Requirement: From the first record to the last, write each one out again exactly.

□ □ □ □ □ □ □

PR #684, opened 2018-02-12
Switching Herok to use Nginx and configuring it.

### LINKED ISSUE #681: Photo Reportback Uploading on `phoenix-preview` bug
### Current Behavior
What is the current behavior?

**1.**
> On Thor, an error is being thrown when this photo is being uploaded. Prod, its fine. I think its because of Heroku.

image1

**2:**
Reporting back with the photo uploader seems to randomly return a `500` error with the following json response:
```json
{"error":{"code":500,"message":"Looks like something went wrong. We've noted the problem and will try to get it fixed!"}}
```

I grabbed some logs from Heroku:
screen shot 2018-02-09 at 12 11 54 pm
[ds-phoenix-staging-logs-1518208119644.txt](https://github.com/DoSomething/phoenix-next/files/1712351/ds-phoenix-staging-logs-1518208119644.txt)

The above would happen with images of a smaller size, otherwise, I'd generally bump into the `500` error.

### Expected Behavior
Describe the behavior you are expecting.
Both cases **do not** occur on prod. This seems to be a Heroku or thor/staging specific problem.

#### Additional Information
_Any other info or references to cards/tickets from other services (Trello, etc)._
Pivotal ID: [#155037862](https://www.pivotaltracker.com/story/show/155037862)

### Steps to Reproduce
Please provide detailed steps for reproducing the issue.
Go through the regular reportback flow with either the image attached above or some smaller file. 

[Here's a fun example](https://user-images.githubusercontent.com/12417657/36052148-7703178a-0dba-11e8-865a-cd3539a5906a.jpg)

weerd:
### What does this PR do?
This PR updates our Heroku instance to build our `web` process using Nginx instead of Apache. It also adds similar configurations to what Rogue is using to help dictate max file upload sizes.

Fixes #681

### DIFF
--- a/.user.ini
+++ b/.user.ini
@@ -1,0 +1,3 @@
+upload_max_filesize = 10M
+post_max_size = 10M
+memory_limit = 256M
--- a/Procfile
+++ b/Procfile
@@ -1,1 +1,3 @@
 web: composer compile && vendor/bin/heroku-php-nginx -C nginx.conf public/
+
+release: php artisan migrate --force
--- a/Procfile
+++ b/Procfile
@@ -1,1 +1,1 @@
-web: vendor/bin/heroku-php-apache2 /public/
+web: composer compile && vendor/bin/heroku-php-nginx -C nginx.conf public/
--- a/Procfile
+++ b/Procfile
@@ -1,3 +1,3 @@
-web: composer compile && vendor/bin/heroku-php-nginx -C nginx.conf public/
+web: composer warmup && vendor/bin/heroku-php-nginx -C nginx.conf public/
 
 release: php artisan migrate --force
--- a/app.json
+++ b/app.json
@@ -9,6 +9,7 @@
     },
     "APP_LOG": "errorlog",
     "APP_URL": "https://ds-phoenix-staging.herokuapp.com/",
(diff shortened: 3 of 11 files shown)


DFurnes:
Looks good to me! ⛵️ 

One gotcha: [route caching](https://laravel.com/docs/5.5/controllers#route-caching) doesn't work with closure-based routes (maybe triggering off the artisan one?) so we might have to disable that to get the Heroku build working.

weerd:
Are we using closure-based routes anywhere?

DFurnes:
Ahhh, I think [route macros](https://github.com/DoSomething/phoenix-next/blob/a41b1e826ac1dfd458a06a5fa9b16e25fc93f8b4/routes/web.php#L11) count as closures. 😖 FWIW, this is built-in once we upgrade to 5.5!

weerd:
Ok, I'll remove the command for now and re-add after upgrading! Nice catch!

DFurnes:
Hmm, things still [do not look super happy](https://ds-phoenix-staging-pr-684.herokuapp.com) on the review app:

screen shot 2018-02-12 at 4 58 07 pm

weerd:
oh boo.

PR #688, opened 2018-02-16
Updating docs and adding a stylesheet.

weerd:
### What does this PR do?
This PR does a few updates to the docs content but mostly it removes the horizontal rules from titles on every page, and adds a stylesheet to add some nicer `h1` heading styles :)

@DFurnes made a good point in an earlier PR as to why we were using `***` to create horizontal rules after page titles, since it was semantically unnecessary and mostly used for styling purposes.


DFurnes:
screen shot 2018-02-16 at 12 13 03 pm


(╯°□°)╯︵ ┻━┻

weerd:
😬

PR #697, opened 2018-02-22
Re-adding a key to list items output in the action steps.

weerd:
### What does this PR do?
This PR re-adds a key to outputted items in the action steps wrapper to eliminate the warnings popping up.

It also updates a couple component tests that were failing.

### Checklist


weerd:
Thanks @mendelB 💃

□ □ □ □ □ □ □

Your response:
PR #684, opened 2018-02-12
Switching Herok to use Nginx and configuring it.

### LINKED ISSUE #681: Photo Reportback Uploading on `phoenix-preview` bug
### Current Behavior
What is the current behavior?

**1.**
> On Thor, an error is being thrown when this photo is being uploaded. Prod, its fine. I think its because of Heroku.

image1

**2:**
Reporting back with the photo uploader seems to randomly return a `500` error with the following json response:
```json
{"error":{"code":500,"message":"Looks like something went wrong. We've noted the problem and will try to get it fixed!"}}
```

I grabbed some logs from Heroku:
screen shot 2018-02-09 at 12 11 54 pm
[ds-phoenix-staging-logs-1518208119644.txt](https://github.com/DoSomething/phoenix-next/files/1712351/ds-phoenix-staging-logs-1518208119644.txt)

The above would happen with images of a smaller size, otherwise, I'd generally bump into the `500` error.

### Expected Behavior
Describe the behavior you are expecting.
Both cases **do not** occur on prod. This seems to be a Heroku or thor/staging specific problem.

#### Additional Information
_Any other info or references to cards/tickets from other services (Trello, etc)._
Pivotal ID: [#155037862](https://www.pivotaltracker.com/story/show/155037862)

### Steps to Reproduce
Please provide detailed steps for reproducing the issue.
Go through the regular reportback flow with either the image attached above or some smaller file. 

[Here's a fun example](https://user-images.githubusercontent.com/12417657/36052148-7703178a-0dba-11e8-865a-cd3539a5906a.jpg)

weerd:
### What does this PR do?
This PR updates our Heroku instance to build our `web` process using Nginx instead of Apache. It also adds similar configurations to what Rogue is using to help dictate max file upload sizes.

Fixes #681

### DIFF
--- a/.user.ini
+++ b/.user.ini
@@ -1,0 +1,3 @@
+upload_max_filesize = 10M
+post_max_size = 10M
+memory_limit = 256M
--- a/Procfile
+++ b/Procfile
@@ -1,1 +1,3 @@
 web: composer compile && vendor/bin/heroku-php-nginx -C nginx.conf public/
+
+release: php artisan migrate --force
--- a/Procfile
+++ b/Procfile
@@ -1,1 +1,1 @@
-web: vendor/bin/heroku-php-apache2 /public/
+web: composer compile && vendor/bin/heroku-php-nginx -C nginx.conf public/
--- a/Procfile
+++ b/Procfile
@@ -1,3 +1,3 @@
-web: composer compile && vendor/bin/heroku-php-nginx -C nginx.conf public/
+web: composer warmup && vendor/bin/heroku-php-nginx -C nginx.conf public/
 
 release: php artisan migrate --force
--- a/app.json
+++ b/app.json
@@ -9,6 +9,7 @@
     },
     "APP_LOG": "errorlog",
     "APP_URL": "https://ds-phoenix-staging.herokuapp.com/",
(diff shortened: 3 of 11 files shown)


DFurnes:
Looks good to me! ⛵️ 

One gotcha: [route caching](https://laravel.com/docs/5.5/controllers#route-caching) doesn't work with closure-based routes (maybe triggering off the artisan one?) so we might have to disable that to get the Heroku build working.

weerd:
Are we using closure-based routes anywhere?

DFurnes:
Ahhh, I think [route macros](https://github.com/DoSomething/phoenix-next/blob/a41b1e826ac1dfd458a06a5fa9b16e25fc93f8b4/routes/web.php#L11) count as closures. 😖 FWIW, this is built-in once we upgrade to 5.5!

weerd:
Ok, I'll remove the command for now and re-add after upgrading! Nice catch!

DFurnes:
Hmm, things still [do not look super happy](https://ds-phoenix-staging-pr-684.herokuapp.com) on the review app:

screen shot 2018-02-12 at 4 58 07 pm

weerd:
oh boo.

PR #688, opened 2018-02-16
Updating docs and adding a stylesheet.

weerd:
### What does this PR do?
This PR does a few updates to the docs content but mostly it removes the horizontal rules from titles on every page, and adds a stylesheet to add some nicer `h1` heading styles :)

@DFurnes made a good point in an earlier PR as to why we were using `***` to create horizontal rules after page titles, since it was semantically unnecessary and mostly used for styling purposes.


DFurnes:
screen shot 2018-02-16 at 12 13 03 pm


(╯°□°)╯︵ ┻━┻

weerd:
😬

PR #697, opened 2018-02-22
Re-adding a key to list items output in the action steps.

weerd:
### What does this PR do?
This PR re-adds a key to outputted items in the action steps wrapper to eliminate the warnings popping up.

It also updates a couple component tests that were failing.

### Checklist


weerd:
Thanks @mendelB 💃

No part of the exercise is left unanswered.